The operation is effective long term in stopping esophageal reflux and relieving symptoms. More than 90 percent of patients who have fundoplication surgery are able to leave hospital the next day, eating a soft diet. Most people are able to return to their normal activities, work or school within one to two weeks after surgery. The satisfaction rate with this procedure is 96 percent at one year.
Fundoplication has undergone several improvements. Using a laparoscope and five small incisions, the surgeon can operate without making a large incision to open the abdomen. The operation is the same, but the patient is spared the long hospital stay and prolonged recovery time of open surgery. There is also less pain after surgery, less chance of wound infection and smaller scars because of the smaller incisions.

Surgical complications occur in 2 to 4 percent of patients who undergo laparoscopic surgery. The risk of death after this operation is less than one in 500.

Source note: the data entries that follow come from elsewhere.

PR #482, opened 2020-07-13
Chapter3/Homework/7And8

matthew-hole:
When creating the custom Linq Extensions for Shuffle, I attempted to make it as generic as I could by accepting any IEnumerable<T>.

This homework was quite fun but also challenging and allowed me to learn more about the inner workings of the language. As always, please point out anyways I can improve - whether its structure of the code of simplification of classes/methods I have created.

Once again, thanks for the great lessons and homeworks!

### DIFF
--- a/Src/BootCamp.Chapter/CollectionWriter.cs
+++ b/Src/BootCamp.Chapter/CollectionWriter.cs
@@ -1,0 +1,16 @@
+﻿using System;
+using System.Collections.Generic;
+
+namespace BootCamp.Chapter
+{
+    public static class CollectionWriter
+    {
+        public static void WriteCollectionToConsole<T>(IEnumerable<T> collection)
+        {
+            foreach (var element in collection)
+            {
+                Console.WriteLine(element);
+            }
+        }
+    }
+}
--- a/Src/BootCamp.Chapter/LINQExtensions.cs
+++ b/Src/BootCamp.Chapter/LINQExtensions.cs
@@ -1,0 +1,40 @@
+﻿using System;
+using System.Collections.Generic;
+using System.Linq;
+
+namespace BootCamp.Chapter
+{
+    public static class LINQExtensions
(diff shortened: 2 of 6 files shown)


Src/BootCamp.Chapter/CollectionWriter.cs
```diff
@@ -0,0 +1,16 @@
+﻿using System;
+using System.Collections.Generic;
+
+namespace BootCamp.Chapter
+{
+    public static class CollectionWriter
+    {
+        public static void WriteCollectionToConsole<T>(IEnumerable<T> collection)
```
Almantask, line 8: Simplify name: Print()

Src/BootCamp.Chapter/LINQExtensions.cs
```diff
@@ -0,0 +1,40 @@
...
+{
+    public static class LINQExtensions
+    {
+        /// <summary>
+        /// Generic Shuffling Algorithm which will accept a collection of type T and return a new shuffled List<T>.
+        /// </summary>
+        /// <typeparam name="T"></typeparam>
+        /// <param name="collection"></param>
+        /// <returns></returns>
+        public static IEnumerable<T> Shuffle<T>(this IEnumerable<T> collection)
```
Almantask, line 15: This works, a bit inneficient though. A more efficient way would be to randomize a number, then keep shifting by 1 until you hit a number that wsan't used yet.

Almantask (approved):
I think overall you did a good job. Well done 😄

Src/BootCamp.Chapter/LINQExtensions.cs
matthew-hole: Ah okay, see I initially did that but my thinking was that for a large dataset that method would be inefficient, I guess I was wrong haha. Thanks for the tip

After surgery, there may be a delay in intestinal recovery that causes bloating, gagging, and vomiting, which resolves in a few weeks. If symptoms persist or if they start weeks or months after surgery, particularly if vomiting is present, then surgical complications are likely. Complications are uncommon, but include and not limited to bleeding, infection, damage to the internal organs such as esophagus, spleen, bowel, major vessels, nerve, numbness, requirement for re-operation, transfusion, post op pulmonary emboli, deep venous thrombsis, pneumonia, hear attack, stroke, bowel obstruction, and incisional hernia. If the fundus is wrapped too tightly, patients may have difficulty swallowing or be unable to burp. In rare cases following surgery, muscles spasms after swallowing food can cause intense pain, and patients may require a liquid diet, sometimes for weeks. The surgery may need to be repeated under certain circumstances: if the wrap has slipped or is too loose; or if the patient has persistent difficulty in swallowing, hernia, or recurrent ulcers. Even with repeat surgery, results are excellent.